Consider the following linear system \begin{equation} y = A_1 x_1 + A_2 x_2 \end{equation} subject to the linear constrains \begin{equation} C_1 x_1 + C_2 x_2 \leq d \end{equation}
I am looking for a solution for the above linear system that gives more priority to the coordinates corresponding to $x_1$ compared to those of $x_2$. This is what I precisely mean by priority
If $x_1$ alone can geenerated the given $y$ while $x_2$ is kept at its minimum feasible value.
If there are infinite number of solutions for $x_1$ in step 1 then we take the minimum norm solution.
If $x_1$ alone cannot generate $y$ then we allow $x_2$ to participate in generating $y$ with the optimal $x_1$ obtained in step 1 and 2.
If there are infinite solutions for $x_2$, then we take the minimum norm solution.
How to formuate the above described problem as an optimization problem for instance QP?
PS. I am not interested in weighted solutions for the sake of priority. Priority is required to be strict.
I would try to describe my problem in another way. But maximizing $x_1$ probably will not be the best solution. I need $x_1$ to minimize $(y-A_1 x_1)^T(y-A_1 x_1)$. If we can find $x_1$ that allows this cost to be zero, then there is no need for $x_2$ at all and it will be set to zero of couse if $0 \in {Cx \leq d}$ (let's take it as an assumption for the moment). Probably, there may a finite number of solutions for $x_1$ that let the cost $(y-A_1 x_1)^T(y-A_1 x_1)$ to be zero.
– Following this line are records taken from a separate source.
PR #525, opened 2019-09-09
errors (wrong arguments) better errors when users manually specify modules.

zlav:
Example error when a user accidentally runs `fossa analyse`.
Screen Shot 2019-09-09 at 3 15 21 PM

Ideally this command will be deprecated in the future, but at the moment this is a good fix until we overhaul the commands.

### DIFF
--- a/config/keys.go
+++ b/config/keys.go
@@ -1,7 +1,7 @@
 package config
 
 import (
-	"errors"
+	"fmt"
 	"os"
 	"path/filepath"
 	"strconv"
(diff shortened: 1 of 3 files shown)


michaelcoyote:
I'd really like it part of the error line.  e.g. `FATAL Could not parse modules: [analyse]` would be very clear.  

I agree it should be part of the troubleshooting output as well.

zlav:
@michaelcoyote done. I can't make it look exactly like you mentioned due to how the errors are added when it bubbles up.
Screen Shot 2019-09-09 at 3 53 58 PM

michaelcoyote:
LGTM_cat_02

PR #533, opened 2019-09-14
WIP feat (ruby graphtagging) basic support for graph tagging

zlav:
This is currently in an experimental state. I believe the changes required to introduce graph tagging are going to be significantly smaller than previously anticipated. I do however believe that these changes are starting to signal significant areas where we should try to modify the existing package graph data model.

Points of interest: 
- We are currently uploading the contents of `[]pkg.Import` and `map[pkg.ID]pkg.Package`. With graph tagging we can include a boolean field `Direct` in `pkg.Package` which would eliminate the need for `[]pkg.Import` altogether.


zlav:
Closing because everything we need is already supported.

PR #534, opened 2019-09-17
Implement new python analyzer

cnr:


analyzers/python/python.go
```diff
@@ -138,7 +138,7 @@ func (a *Analyzer) IsBuilt() (bool, error) {
 func (a *Analyzer) Analyze() (graph.Deps, error) {
 	switch a.Options.Strategy {
 	case "deptree":
-		tree, err := a.Pip.DepTree()
+		tree, err := a.Pip.DepTree(".")
```
cnr: This is clearly a bug in the original analyzer, but I don't know what the ramifications are when fixing it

In this case, I would seek the solution that minimises $x_1^Tx_1$. If there is a residual from the above problem then we let $x_2$ to minimize this residual i.e. minimise $(y-A_1 x_1^* - A_2 x_2 )^T(y-A_1 x_1^* - A_2 x_2)$ subject to $ C_2 x_2 \leq d-C_1 x_1^*$
I'm not sure I fully understand your problem, but I think what you want is to solve $$ \max_{x_1,x_2}\;x_1 $$ subject to \begin{cases} A_1x_1+A_2x_2=y\\ C_1x_1+C_2x_2\le d \end{cases}
This is straightforward with the simplex algorithm.